Novartis slims down Sandoz, selling 2 units to Aurobindo for $1B
- Novartis will sell off about 300 products from its Sandoz US division to Aurobindo Pharma for up to $1 billion, the Swiss pharmaceutical giant announced Thursday.
- The products come from Sandoz's generic oral solids and dermatology businesses and earned roughly $600 million in sales through the first six months of 2018, according to Novartis.
- For India-based Aurobindo, the deal will greatly expand its U.S. presence. The company expects the agreement will make them the second-largest generic player in the U.S. by number of prescriptions, although heavyweights like Teva and Mylan remain dominant players by revenue.
Novartis continues to sharpen its focus in 2018 under new CEO Vasant Narasimhan, who took control in February.
Narasimhan already led a number of moves before this sell-off, which is set to give Novartis $900 million in cash initially and potentially an additional $100 million in milestone payments.
In March, Novartis shed its portion of a consumer healthcare venture, selling its 36.5% stake to rival big pharma GlaxoSmithKline for $13 billion. Then in June, the company said it plans to spin out its eye care device business Alcon, though it's holding onto ophthalmology pharmaceuticals.
Now, Novartis is once again dropping off non-core businesses in a deal, this time with a chunk of Sandoz. The 300-something products netted $600 million in sales for the first half of 2018 and $1.2 billion for 2017.
Sandoz represented roughly one-fifth of Novartis' entire sales revenue last year. This sell-off composes slightly more than 10% of the unit's total sales in 2017, which notched $10.1 billion in annual sales last year, according to a company report.
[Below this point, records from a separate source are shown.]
PR #34, opened 2017-05-01
middleware/path_rewrite: Don't inadvertently unescape url-encoded characters

ekimekim:
When a URL is parsed, the original url-encoded path goes in URL.RawPath,
and the decoded path in URL.Path.

URL's string method will use URL.RawPath, preserving the original encoding,
but only if URL.RawPath is a valid encoding of URL.Path.

If we modify URL.Path directly, this is no longer true, and URL then uses the un-escaped version of Path.
This has adverse effects since meaning can differ - for example, if the path contains an encoded / character
(ie. "%2F"), we want to preserve this as an encoded character, as otherwise it appears to be a path seperator.
"/foo%2Fbar" is not the same path as "/foo/bar".

We work around this by applying the regex to the escaped version instead, then reconstructing the unescaped version
from the new escaped version.

The new escaped version SHOULD be a valid url-encoded string - any bad user input would have already caused a 400
during initial parsing. However, there exists a possibility that a regex could produce an invalid result from a valid
input. Since this case is a programmer error, we log.Errorf() and return a 500.

### DIFF
--- a/middleware/path_rewrite.go
+++ b/middleware/path_rewrite.go
@@ -2,7 +2,10 @@ package middleware
 
 import (
 	"net/http"
+	"net/url"
 	"regexp"
+
+	log "github.com/Sirupsen/logrus"
 )
 
 // PathRewrite supports regex matching and replace on Request URIs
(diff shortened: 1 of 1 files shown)


ekimekim:
The linter is failing on files I didn't touch?

jml:
Yep. @2opremio merged #30, which looks like it broke the build:

```
./tools/lint -notestpackage -ignorespelling queriers -ignorespelling Queriers .

./fs/fs_test.go: run gofmt -s -w ./fs/fs_test.go

./fs/fs_test.go:23:9: should omit 2nd value from range; this loop is equivalent to `for i := range ...`

./mflag/flag.go: higher than 25 cyclomatic complexity - 30 mflag (*FlagSet).parseOne ./mflag/flag.go:984:1

./mflag/flag_test.go: higher than 25 cyclomatic complexity - 27 mflag testParse ./mflag/flag_test.go:153:1
```

tomwilkie:
But otherwise LGTM!  I'll fixup the errors on master.

tomwilkie:
If you rebase, master is fixed now.

alban:
@ekimekim [Golang's url.PathUnescape](https://github.com/golang/go/commit/7e2bf952a905f16a17099970392ea17545cdd193) was added in Go 1.8 but [Scope uses Go 1.7](https://github.com/weaveworks/scope/blob/master/backend/Dockerfile#L3). Should Scope be updated to use the latest Go version?

Meanwhile I could vendor github.com/weaveworks/common in Scope without this PR (to take https://github.com/weaveworks/common/pull/30).

2opremio:
> Yep. @2opremio merged #30, which looks like it broke the build

Yep, my bad, we should enable CircleCI for external PRs (I don't think we have secrets in the current setup)

ekimekim:
@alban I see no reason we shouldn't update to 1.8, don't want to do that without a more thorough investigation though. Yeah, in the meantime update without this PR. We'll either do the upgrade or I can work around the lack of that function somehow.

One group of analysts called the deal for Novartis "the best of the worst options for a business under higher pricing and competitive pressure," the Wall Street Journal reported.
Sandoz will now specialize in complex generics, value-added medicines and biosimilars, Sandoz CEO Richard Francis said in a statement.
On the branded side, Novartis is continuing to hone in on oncology and immunology. And in April, Novartis bought gene therapy-focused biotech AveXis for $8.7 billion.
For Aurobindo, the deal will make them a stronger generic competitor in the U.S., vaulting them to the number 2 spot by number of generic prescriptions, the company said in a statement.
Additionally, Sandoz will part with three manufacturing plants in Wilson, North Carolina, Hicksville, New York, and Melville, New York. More than 750 employees will be transferred to Aurobindo upon closing.
Aurobindo reported $2.6 billion in sales last year from the U.S. and Europe, making up more than 70% of its total sales. It expects these newly acquired products to generate $900 million in sales for the first 12 months after the deal closes, which is slated for sometime next year, pending regulatory approval.
In the markets, Novartis traded relatively flat on Wall Street in opening hours Thursday, while Aurobindo jumped up nearly 10% on the National Stock Exchange of India.